Now I don't expect any miracles, I don't have any expectations at all around how neat the kitchen will remain, what I do want is to be able to sustain my new outlook and, as I am going to be in travelling for work shortly, the big test is coming.  I have high hopes that I can.  I just might take a couple of really deep breaths.

Sunday 7 February 2016

Memories, light the corners of my....... I forget the rest.

I am reading a book at the moment called Brain Rules about how the brain works and I am up to a chapter on how memories are formed, stored and deleted.

Some memories are kept because they are necessary for survival and some are too momentous to not get carefully filed away and then there's other stuff that are neither but are either stored or deleted for no discernible reason.

It made me wonder about some of my memories or lack of them and triggers to bring old ones to the the "front" of my mind.
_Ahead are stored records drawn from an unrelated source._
Issue #453, opened 2019-03-21
hwloc reader for resource doesn't fill in rank 


dongahn:
Just ran a simple test of the resource-matching service with RV1 emitter (I used `rv1_nosched` emitter instead of `rv1` more specifically). I will see if I can add rank support. But if rank support is already there but somehow this test doesn't appear to run incorrect, please let me know. 

```
ahn1@c7ec51045e3e:/usr/src/t$ flux resource match allocate data/resource/jobspecs/basics/test008.yaml
JOBID                STATUS               AT                   OVERHEAD (Secs)
0                    ALLOCATED            Now                  0.000555992126465
================================================================================
MATCHED RESOURCES:
{"execution":{"R_lite":[{"rank":-1,"node":"c7ec51045e3e","children":{"core":"3"}}]}}
```

grondo:
>  But if rank support is already there but somehow this test doesn't appear to run incorrect, please let me know.

Sorry, I didn't parse that @dongahn.  How can I help?

The current execution system prototype does require correct `rank` information, and ignores any hostname in `node`.

dongahn:
Sorry @grondo. I should have been clearer. The comment was more for @SteVwonder who added hwloc reader support within resource.  Notice:

```
{"R_lite":[{"rank":-1,
```

The emitter simply emits whatever value we have for the `rank` field within each resource vertex. The test shows that this field just has the initial value which is -1. So it seems I will need to add "rank" support for the hwloc reader. I just wanted to confirm with @SteVwonder that it is not that case that he already added rank support and my test somehow wasn't picking up.

grondo:
Ah, ok, sorry!

dongahn:
The most of rank support was already there. Apparently, some BGL algorithms call either the copy constructor or assignment constructor of a resource vertex, which doesn't copy the rank field:  https://github.com/dongahn/flux-sched/blob/match-format/resource/schema/resource_data.cpp#L42

An easy fix is to add rank support into those constructors, which I will do for now.

Then, still I need to fully understand which BGL algorithms are calling these methods. Currently, the code doesn't make a deep copy of the "schedule" data of a resource vertex, so depending on when and how these methods are called, the copying can having a side effect. I vaguely remember I actually tested this when I first implemented, this but it wouldn't hurt to verify this once again since it has been for a while.

[...]

Issue #451, opened 2019-03-12
uuid_generate adds a huge startup overhead


dongahn:
I tried to add uuid support into `resource` and found that this blows up the graph populating time by multiple factors. 

I don't remember why we decide to use an uuid for each resource. Does anyone remember? 

If there isn't a good reason for this, can we just use a "unique" integer id into each resource? Our graph implementaiton is such as way that `vtx_t` and `edg_t` resolve to integers and uniquely identify each vertex and edge. Can we use this instead of the heavyweight uuid?

grondo:
> If there isn't a good reason for this, can we just use a "unique" integer id into each resource? Our graph implementaiton is such as way that vtx_t and edg_t resolve to integers and uniquely identify each vertex and edge. Can we use this instead of the heavyweight uuid?

Yes, that seems fine to me.

The UUID per resource was just a way to resolve the same resource between any instance running within a datacenter (or I suppose any instance anywhere). This allows resolving an error, data, resource tags, etc from any child instance to the parent easily.

However, a uuid per resource seems like a concept that doesn't really have a good (or possible?) implementation, and besides, we don't really have a use case yet for matching resources across instances (and I bet there is a better way for parent<->child instances anyway)

grondo:
> Our graph implementaiton is such as way that vtx_t and edg_t resolve to integers and uniquely identify each vertex and edge. Can we use this instead of the heavyweight uuid?

Just curious, will the implementation keep the same vtx_t id in all Rs generated from the parent instance R?

dongahn:
> Just curious, will the implementation keep the same vtx_t id in all Rs generated from the parent instance R?

Yes, that is my current plan. 

The top-level instance that will use a grug-based  or hwloc-based generator, which will use the vtx_t id. Then, the nested instances will use an R reader such as RV1 reader which will keep this same unique id instead of regenerating a new one.

Issue #448, opened 2019-03-08
Need a performance benchmark for resource


dongahn:
This was discussed at https://github.com/flux-framework/flux-core/pull/2062#issuecomment-469775105 and I also discussed this with @grondo and @garlick. 

We need a testing environment that configures `resource-query` with a very simple system configuration consisting of only nodes and cores. Comparing its performance against that of the simple scheduler can provide the overheads that we have to pay in exchange for the advanced capabilities.

dongahn:
I added https://github.com/flux-framework/flux-sched/pull/446/commits/3334e56b56d2a5fbfd5eab352e5be8e29774b886 to support this and ran some tests on one of the quartz compute nodes:

### Flat cluster configuration
- Target system: `cluster->node[256]->core[32]`
-  jobspec: `cluster->node[1]->slot[1]->core[1]`
- resource-query: use default parameter set (e.g., high id first match policy etc).

The overhead stats of 4096 jobs of successful `match allocate jobspec`:

```
Num. of Jobs Matched: 4096
Min. Match Time: 0.01494
Max. Match Time: 0.0355251
Avg. Match Time: 0.022324
```
= ~45 jobs per second

The overhead stats of 8192 jobs of successful `match allocate jobspec`:

```
Num. of Jobs Matched: 8192
Min. Match Time: 0.000808001 
Max. Match Time: 0.0336521
Avg. Match Time: 0.0149624
```
= ~67 jobs per second

### Hierarchical cluster configuration
- Target system: `cluster->rack[8]->node[32]->socket[2]->core[16]`
-  jobspec: `cluster->node[1]->rack[1]->node[1]->slot[1]->socket[1]->core[1]`
- resource-query: use default parameter set (e.g., high id first match policy etc).
The overhead stats of 8192 jobs of successful `match allocate jobspec`:

```
Num. of Jobs Matched: 8192
Min. Match Time: 0.000168085
Max. Match Time: 0.0442641
Avg. Match Time: 0.0167113
```
= ~59 jobs per sec

### Overall
As this part of the code has not been fully optimized for throughput, I am not that unhappy with the results and this gives me some ideas about how we can **further specialize** our policies tailored to to the throughput workloads like I used here.  

[...]

Issue #445, opened 2019-02-20
Need an R_Lite emitter for RFC20


dongahn:
Make this as a separate issue because I couldn't yet decide the best way to generate the `R_Lite` segment of RFC20.  This may need some discussions later.

PR #455, opened 2019-03-22
RFC20 support + other prep work for future integration with new execution system

dongahn:
This PR adds a bunch of support needed in preparation for future integration with the new execution systems: 

* Add support for various emit formats including RFC20 RV1 (Issue #436, #443 and #445)
* Add performance improvements such as adding `reserve-vtx-vec` options and remove uuid (Issue #451)
* Add better performance measurement rigs (Issue #448)
* Various bug fixes (Issue #453)

### DIFF
--- a/t/t6000-graph-size.t
+++ b/t/t6000-graph-size.t
@@ -5,15 +5,35 @@ test_description='Test Correctness of Populating Graph Data Store'
 . $(dirname $0)/sharness.sh
 
 tiny_grug="${SHARNESS_TEST_SRCDIR}/data/resource/grugs/tiny.graphml"
+large_grug="${SHARNESS_TEST_SRCDIR}/data/resource/grugs/sierra.graphml"
 query="../../resource/utilities/resource-query"
 
 test_expect_success "vertex/edge counts for a tiny machine are correct" '
-    echo "quit" >> input1.txt &&
+    echo "quit" > input1.txt &&
     ${query} -G ${tiny_grug} -e -S CA -P high < input1.txt > out1.txt &&
     vtx=$(grep "Vertex" out1.txt  | sed "s/INFO: Vertex Count: //") &&
     edg=$(grep "Edge" out1.txt  | sed "s/INFO: Edge Count: //") &&
     test ${vtx} -eq 100 &&
     test ${edg} -eq 198
 '
+
+test_expect_success "--reserve-vtx-vec works" '
+    echo "quit" > input2.txt &&
+    ${query} -G ${tiny_grug} -e -r 1024 -S CA -P high < input2.txt > out2.txt &&
+    vtx=$(grep "Vertex" out2.txt  | sed "s/INFO: Vertex Count: //") &&
+    edg=$(grep "Edge" out2.txt  | sed "s/INFO: Edge Count: //") &&
+    test ${vtx} -eq 100 &&
+    test ${edg} -eq 198
+'
+
+test_expect_success LONGTEST "--reserve-vtx-vec improves loading performance" '
+    echo "quit" > input3.txt &&
+    ${query} -G ${large_grug} -e -r 400000 < input3.txt > out3A.txt &&
+    ${query} -G ${large_grug} -e < input3.txt > out3B.txt &&
+    with=$(grep "Graph" out3A.txt  | sed "s/INFO: Graph Load Time: //") &&
+    without=$(grep "Graph" out3B.txt  | sed "s/INFO: Graph Load Time: //") &&
+    test $(awk "BEGIN{ print $with<$without }") -eq 1
+'
+
 
 test_done
--- a/t/t6000-graph-size.t
+++ b/t/t6000-graph-size.t
@@ -1,0 +1,19 @@
+#!/bin/sh
+
+test_description='Test Correctness of Populating Graph Data Store'
+
+. $(dirname $0)/sharness.sh
+
+tiny_grug="${SHARNESS_TEST_SRCDIR}/data/resource/grugs/tiny.graphml"
+query="../../resource/utilities/resource-query"
+
+test_expect_success "vertex/edge counts for a tiny machine are correct" '
+    echo "quit" >> input1.txt &&
+    ${query} -G ${tiny_grug} -e -S CA -P high < input1.txt > out1.txt &&
+    vtx=$(grep "Vertex" out1.txt  | sed "s/INFO: Vertex Count: //") &&
+    edg=$(grep "Edge" out1.txt  | sed "s/INFO: Edge Count: //") &&
+    test ${vtx} -eq 100 &&
+    test ${edg} -eq 198
+'
+
+test_done
--- a/configure.ac
+++ b/configure.ac
@@ -83,6 +83,12 @@ AM_CHECK_PYMOD(yaml,
                [StrictVersion(yaml.__version__) >= StrictVersion('3.10')], [],
                [AC_MSG_ERROR([[could not find python module yaml, version 3.10+ required]])])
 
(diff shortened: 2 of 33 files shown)


dongahn:
OK. I closed the old PR and newly posted this PR as I think this is getting closer. Before I will turn into a pumpkin, I will try to add a few test cases that uses JGF validator (and run some valgrind tests) at which point this should be ready for review. Hence I removed WIP from the title. 

There are whole bunch of other things I need to work on to be ready for the integration work with the new execution system. But this would be a good merge point as this PR becomes larger and larger, and I won't be able to get to this work for awhile due to travel+vacation.

SteVwonder:
Hey @dongahn.  Thanks for putting this PR together!

I like the new interface for writers.  It seems very extensible to new formats!  For the JSON-based writers, I think we should seriously consider pulling in a C++ JSON library (crossref #383).   It would remove the need for a lot of the manual string manipulation, easing future extension and maintenance, and the pretty printing could be handled by the JSON library, removing a lot of the duplicate code.

Per the naming, it looks like `writers` is used for the classes/types, but `emitters` is used for the filenames/directory.  I think those should probably be the same (either one works for me).  When looking for the `jgf_match_writers_t` implementation, I was looking for a `writers` directory, but it was actually under `emitters`.

When I tested out the `resource-query` command on the new `sierra.graphml` and the old `t/data/resource/jobspecs/basics/test004.yaml`, I noticed some oddities on the JGF output ([link to the output that I saw](https://gist.github.com/SteVwonder/9045a9f0d718f2420eabdab5c0c7c0c0)).  Specifically, it looks like there are edges to targets whose IDs don't exist in the `nodes` section of the graph.  My gut instinct is that this is related to pruning of resources that aren't a `core`, `node`, `socket`, etc, but I haven't tracked it down.

Adding the json-schema for JGF is a great addition!  Is the `resource-query` JGF output being passed through `validate_schema.py` with the JGF json-schema?  If not, I think that would be a useful test to add.

The `reserve_vtx_vec` is a nice addition.  Noticeable speed-ups on the sierra GRUG!

dongahn:
Great reviews @SteVwonder across the board!

>  C++ JSON library
I haven't looked at this library yet. Maybe this is the time. 

> emitters vs. writers for the directory/file names.
I will change this to `writers` since this will reduce confusion like what you had. 

> When I tested out the resource-query command on the new sierra.graphml and the old t/data/resource/jobspecs/basics/test004.yaml, I noticed some oddities on the JGF output (link to the output that I saw). Specifically, it looks like there are edges to targets whose IDs don't exist in the nodes section of the graph. My gut instinct is that this is related to pruning of resources that aren't a core, node, socket, etc, but I haven't tracked it down.

Hmmm. I can't say why there are disconnected edges like this at this point. I do need to seriously look at this issue before this PR gets merged (we may need a test case for this as well). Thank you for kicking the tire for this!

> Adding the json-schema for JGF is a great addition! Is the resource-query JGF output being passed through validate_schema.py with the JGF json-schema? If not, I think that would be a useful test to add.

Yes, this is the intent. I have not been able to work on this because of other duties... much slower than my expectations.

SteVwonder:
> C++ JSON library
> I haven't looked at this library yet. Maybe this is the time.

To keep this PR from growing too large in scope and to get it merged quicker, we can make the C++ JSON library a separate PR if you want.  Also, if you want, I am willing to pick up that task, so you can focus on other aspects of the PR and integration with the new exec system.

dongahn:
> To keep this PR from growing too large in scope and to get it merged quicker, we can make the C++ JSON library a separate PR if you want. Also, if you want, I am willing to pick up that task, so you can focus on other aspects of the PR and integration with the new exec system.

Sounds good for both counts. Thanks you @SteVwonder!

dongahn:
> I like the new interface for writers. It seems very extensible to new formats! For the JSON-based writers, I think we should seriously consider pulling in a C++ JSON library (crossref #383). It would remove the need for a lot of the manual string manipulation, easing future extension and maintenance, and the pretty printing could be handled by the JSON library, removing a lot of the duplicate code.

@SteVwonder: rereading again: I do believe this IS the right way to go for the future. I found myself worrying about indentations/formats and maintainability. The introduction of this library should solve this headache.

dongahn:
> When I tested out the resource-query command on the new sierra.graphml and the old t/data/resource/jobspecs/basics/test004.yaml, I noticed some oddities on the JGF output (link to the output that I saw). Specifically, it looks like there are edges to targets whose IDs don't exist in the nodes section of the graph. My gut instinct is that this is related to pruning of resources that aren't a core, node, socket, etc, but I haven't tracked it down.

Nice catch! I reproduced this, and it appears that somehow higher-level resources (e.g., rack) that do not contain the allocated resources are also emitted! This is clearly a bug. I will work on it. Thanks.

dongahn:
> Hmmm. I can't say why there are disconnected edges like this at this point. I do need to seriously look at this issue before this PR gets merged (we may need a test case for this as well). Thank you for kicking the tire for this!

@SteVwonder: I found the root cause. It was basically due to a mistake where unqualified edges at a high level resource (e.g., cluster) are emitted along with those qualified edges. Fixed it.

dongahn:
I am getting CI errors for the newly added jsonschema validation test for JGF. 

> FAIL: t6001-match-formats.t 1 - R emitted with -F jgf validates against schema
> FAIL: t6001-match-formats.t 2 - R emitted with -F pretty_jgf validates against schema

Perhaps jsonschma python module is not installed for CI...

dongahn:
Ok. This is ready for another review. Some of the commits need to be squashed and reordered but I'm leaving it this way for quicker review. @SteVwonder: do you want to kick the tire for this once again?

SteVwonder:
> do you want to kick the tire for this once again?

Yep.  Just added to my TODO list for this week.

SteVwonder:
LGTM!  Let me know once you have squashed/reordered any commits that you want to, and then I'll push the button.

dongahn:
> LGTM! Let me know once you have squashed/reordered any commits that you want to, and then I'll push the button.

Thanks @SteVwonder! I will do this either today or tomorrow.

t/t6000-graph-size.t
```diff
@@ -0,0 +1,39 @@
...
+test_description='Test Correctness of Populating Graph Data Store'
+
+. $(dirname $0)/sharness.sh
+
+tiny_grug="${SHARNESS_TEST_SRCDIR}/data/resource/grugs/tiny.graphml"
+large_grug="${SHARNESS_TEST_SRCDIR}/data/resource/grugs/sierra.graphml"
+query="../../resource/utilities/resource-query"
+
+test_expect_success "vertex/edge counts for a tiny machine are correct" '
+    echo "quit" >> input1.txt &&
```
SteVwonder: Sorry. I just caught this will checking out #460, but I believe you want this to be:
```suggestion
    echo "quit" > input1.txt &&
```
in the case where `input1.txt` already exists and has other commands in it.  Same goes for the other tests in this file.

dongahn: Good catch! Will address it shortly.

dongahn:
> LGTM! Let me know once you have squashed/reordered any commits that you want to, and then I'll push the button.

I reviewed this again and I actually don't see a compelling reason to squash and reorder much. I will force a push to address your last review point. And this can go in from my perspective.

dongahn:
@SteVwonder: Forgot to drop a line. Forced a push and this is ready to be merged.

SteVwonder:
Thanks! Merged.

dongahn:
Thanks @StevWonder for reviewing this thoroughly. I know this was pretty substantial!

I was baking biscuits yesterday and it brought back a memory from a Home Ec class when I was at school long, long ago in a place.....well not that far away.  We were making cakes and one girl grabbed a straw broom, broke off one of the straws and used it to test if the cake was cooked.  The teacher saw it and freaked out.  She told the girl she was a disgusting dirty creature to use a straw from a filthy broom to stick in a cake.  Of course the girl was humiliated and I suspect very hurt in a different than the teacher would have expected.  I would bet a stack of money she had picked up this habit from her mother.  I know this because I have a very distinct memory of my mother doing the exact same thing and I in turn had also done it, thankfully not in front of that teacher.  I never did it again after that day because I realised it is a pretty gross thing to do.

So I'll call that a kind of social survival memory.   My next set of stored and deleted memories a a bit more mysterious in why they exist or not.

My mum died when I was seven and although I was so young I have clear memories of her, like the straw broom thing.  I remember going places with her and the rest of the family, her being in hospital after the birth of my younger sister (I was only two and a half) and again visiting her when she was in hospital towards the end.

I have no doubt she loved me, but I have no memory of her ever saying anything nice to me, only memories of when I had been in trouble for doing something naughty and in one very clear memory when I had done nothing wrong and she was in fact wrong (an early lesson that parents are not really all knowing) so no mystery why I would remember that occasion.

It almost sounds like one of those cliché stories you hear that stress the importance of making sure you tell everyone you love then frequently just in case you kick the bucket suddenly and regret for all eternity while sitting on clouds playing a harp.

Sometimes I feel a bit ripped off, but I am not one of those people who blame everything that might go wrong in life on my parents (waaaaahhh, my mother never said she loved me).  I have a heap of stupid memories that come back to me a odd moments that I REALLY wish would be deleted forever, but never a happy mum and me moment.  I do have heaps of great memories with my dad, but I had him for a whole lot longer and, importantly, as an adult.   I sometimes wish I had asked my Dad before I lost him for a reminder of what my relationship with my mother was like, but somehow it always felt like I would be criticising her to the man who loved her until the day he died.

So memories and gaps in them are tricky.  Sometimes the deleted ones turn out to be more valuable than our brains thought they would be.  Perhaps my young brain considered remembering the details of parent child relationships was a bit of a waste of space given all the important stuff to come that could be a matter of life of death. There should have been lots of time to form those memories.

Poor brain, just like parents they are not infallible.